Э. Д.: Я для себя решила, что она работает в редакции глянцевого журнала. Где бы она ещё могла познакомиться с ресторанным критиком?
– Кого можно считать лузером?
И. Б.: Людей завистливых в первую очередь. Если завидуют, значит, боятся, что не достигнут уровня человека, которому завидуют.
Э. Д.: Человек может быть внешне успешен, а внутри – полный лузер, если есть в нём некая червоточина, которая разъедает его нутро. Если человек не великодушен, не свободен, постоянно носит камень за пазухой, завистлив, как справедливо заметил Гоша, – для меня он по жизни лузер.

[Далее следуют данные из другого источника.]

PR #5358, opened 2026-07-16
Support building the Python extension against a DESTDIR-staged install

vedranmiletic:
setup.py links openmm._openmm against OPENMM_LIB_PATH, which is always the final, real installation directory -- correct for the runtime rpath, but wrong as the linker's search path in any packaging workflow that stages a build into a temporary root (DESTDIR) before the real system install, since the just-built C++ libraries only exist under DESTDIR + OPENMM_LIB_PATH at that point, not OPENMM_LIB_PATH itself. This is the normal pattern used by most Linux distro packaging (RPM, deb, etc.) via "make install DESTDIR=...", and currently fails there with "cannot find -lOpenMM" (confirmed with a from-scratch build).

Search DESTDIR + OPENMM_LIB_PATH (empty DESTDIR is a no-op, so this is unchanged when not building via a staged install) while leaving the extension's runtime_library_dirs -- and the existing Darwin -rpath, which already did this correctly -- pointing at the clean OPENMM_LIB_PATH, since DESTDIR never exists on the system the extension actually runs on.

Verified with a full two-pass DESTDIR build (matching the pattern OpenMM's own docs describe: build+install the C++ libraries, then build the Python wrapper referencing the now-installed libraries): fails with "cannot find -lOpenMM" without this change, builds and installs cleanly with it, and the resulting extension's RUNPATH correctly points at the real (non-DESTDIR) OPENMM_LIB_PATH either way.

### DIFF
--- a/wrappers/python/setup.py
+++ b/wrappers/python/setup.py
@@ -194,6 +194,17 @@ def buildKeywordDictionary(major_version_num=MAJOR_VERSION_NUM,
     openmm_lib_path = os.getenv('OPENMM_LIB_PATH')
     if not openmm_lib_path:
         reportError("Set OPENMM_LIB_PATH to point to the lib directory for OpenMM")
+    # Packaging workflows that stage a build into DESTDIR before the final
+    # system install (e.g. "make install DESTDIR=...", used by most Linux
+    # distro packagers) build this extension after the C++ libraries have
+    # only been installed to DESTDIR + OPENMM_LIB_PATH, not the real
+    # OPENMM_LIB_PATH yet, so the linker needs to search there instead.
+    # The extension's runtime rpath must still be the real OPENMM_LIB_PATH,
+    # since DESTDIR never exists on the system the extension actually runs
+    # on -- see the runtime_library_dirs assignment below, and the Darwin
+    # -rpath in extra_link_args below, which already uses openmm_lib_path
+    # (not this DESTDIR-aware variant) for the same reason.
+    openmm_lib_search_path = os.environ.get('DESTDIR', '') + openmm_lib_path
 
     extra_compile_args=['-std=c++11']
     extra_link_args=[]
@@ -218,7 +229,7 @@ def buildKeywordDictionary(major_version_num=MAJOR_VERSION_NUM,
                 os.environ['CC'] = 'clang'
                 os.environ['CXX'] = 'clang++'
 
-    library_dirs=[openmm_lib_path]
+    library_dirs=[openmm_lib_search_path]
     include_dirs=openmm_include_path.split(';')
     include_dirs.append(numpy.get_include())
 
@@ -231,7 +242,7 @@ def buildKeywordDictionary(major_version_num=MAJOR_VERSION_NUM,
                     "extra_compile_args": extra_compile_args,
                     "extra_link_args": extra_link_args}
     if platform.system() != "Windows":
-        extensionArgs["runtime_library_dirs"] = library_dirs
+        extensionArgs["runtime_library_dirs"] = [openmm_lib_path]
     setupKeywords["ext_modules"] = [Extension(**extensionArgs)]
     setupKeywords["ext_modules"] += cythonize('openmm/app/internal/*.pyx')
 


peastman:
This looks ok, but it should be used very cautiously.  The installation scripts assume you do a complete `make install` before building the Python module.  If the workflow you describe happens to work, it's by chance, not design.  We make no promises it won't break in the future!

What's the reason for adding this?  Your code comment mentions Linux distro packagers, but we don't use any of those.  The only packaging mechanisms we support are pip and conda, and we have no plans to add any others in the foreseeable future.

vedranmiletic:
> What's the reason for adding this? Your code comment mentions Linux distro packagers, but we don't use any of those. The only packaging mechanisms we support are pip and conda, and we have no plans to add any others in the foreseeable future.

I am a co-maintainer of OpenMM in Arch User Repository (AUR). We have 8.5.1 there so, while not perfect, we are a bit more up to date compared to Debian. AUR is a user repository for community sharing of package build instructions and it has some recommendations the packages should follow, but not really a set of hard requirements.

I would also like to submit the RPM package of OpenMM to Fedora. In this case, instead of using user repositories, I plan to submit the package to the main repository, which requires me to follow relatively detailed [packaging guidelines, in part checked by rpmlint](https://docs.fedoraproject.org/en-US/packaging-guidelines/#_use_rpmlint). Hence the pull requests.

I am grateful for #5356 and #5348 that you merged already.

Regarding this one, #5355 and #5357, I would appreciate if OpenMM could support the behaviors required for the distro packaging available in the upstream version. I am more than willing to rework these pull requests so the Fedora-friendly behaviors aren't used by default so nothing changes for your packaging environments. Furthermore, I don't expect any promises that this method of installation will work indefinitely, I can adapt the RPM specification file if OpenMM changes in the future for whatever reason.

It doesn't matter to me whether getting the Fedora packaging guidelines-compatible version requires me to set several CMake configuration switches, this is far preferred to carrying these patches downstream and rebasing them for every new release.

peastman:
I really wish you wouldn't do that.  You're just going to hurt people.  The only packaging mechanisms we support are pip and conda, and we have no plans to change that.

OpenMM is a difficult library to package.  It needs to work with multiple CUDA versions, multiple HIP versions, multiple Python versions, etc.  It also is part of a large ecosystem of interacting packages: OpenMM, OpenMM-Torch, OpenMM-ML, PDBFixer, OpenMM-Setup, etc.  All of them need to be packaged and distributed in a way that makes them compatible with each other.

The pip and conda packages went through an extended period of testing and validation before we were confident of the build process and considered them ready to use.  Your packages won't have gone through that process, which means they'll be very likely to have problems.  Encouraging users to install unvalidated packages is just going to hurt them.

And then without a firm commitment for anyone to maintain them, it's inevitable they'll often be out of date.  Encouraging users to install old versions that don't have the latest features and bug fixes will also hurt them.

And then when people run into problems, they won't go to you.  They'll come here and expect us to help them with problems caused by buggy, out of date packages we didn't create.  You're creating a support burden that will fall entirely on us.

So please, don't create any alternate distribution channels.  I appreciate that you want to make OpenMM easy to install, but it would do more harm than good.

vedranmiletic:
Thanks for the feedback, I understand where you are coming from. Fedora has the [Science and Technology Special Interest Group](https://fedoraproject.org/wiki/Category:SciTech_SIG), but it's volunteer-driven and it's hard to make any, let alone firm, commitment on package maintenance long into the future.

Therefore, I will respect your wish and cease my effort to submit this package to Fedora.

I will continue to (co-)maintain the Arch User Repository build instructions for OpenMM because that's completely unofficial (the landing page explicitly says something like "user produced, use at your own risk"). While there were packages that eventually moved from AUR to the official distribution, such as RDKit, there are no such plans for OpenMM as far as I know.

The changes that I proposed could also be useful for users that build from source on Linux distributions in general. If you would be willing to accept them as opt-in (i.e. off by default), please let me know so I can rework them. If not, that's fine too.

peastman:
Thanks, I really appreciate it!

I'll merge this one, since it's small and doesn't affect anyone who doesn't use it.  I'm going to close #5355 and #5357, which are much more likely to cause problems.

vedranmiletic:
Thank you!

– Трудно ли вам говорить «Я тебя люблю»?
И. Б.: Я человек искренний. И мне – нетрудно.
Э. Д.: Нетрудно.
– Чей резиновый манекен вы бы хотели иметь дома для битья?

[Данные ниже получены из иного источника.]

PR #5359, opened 2026-07-20
Call reporters before exchanging replicas

### LINKED ISSUE #5354: `ReplicaExchangeReporter` logs post-exchange `replicaStateIndex`
`ReplicaExchangeSampler.simulate()` currently does (per iteration):

- propagate each replica (simulateReplica(i))
- compute energies for each replica conformation in all states (computeAllEnergies())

И. Б.: У этой резиновой груши такое выражение лица, что её можно представить кем угодно. Но я никого не хочу обидеть конкретно. Хотя такие встречаются.
Э. Д.: Я бы хотела иметь красивый манекен дома и каждый день наряжать его в красивые одежды. Когда я была маленькая, моя бабушка работала в ателье пошива одежды уборщицей. Всё моё детство прошло в этом ателье, где стояли грудастые или плоские, обтянутые серой тканью манекены.
Вот стоит манекен – болван болваном. А чудесные тёти, которые работали в ателье, наряжали это «серое» во что-то нарядное, и он оживал. Я тогда ещё поняла, что человек может оживить любой манекен своим талантом, своей фантазией, своими золотыми руками.
Поэтому я бы хотела иметь дома манекен не для битья. Пусть стоит для благих намерений. Конечно, иногда хочется врезать – но только не по манекену, а по тому, кто проявил себя не с лучшей стороны.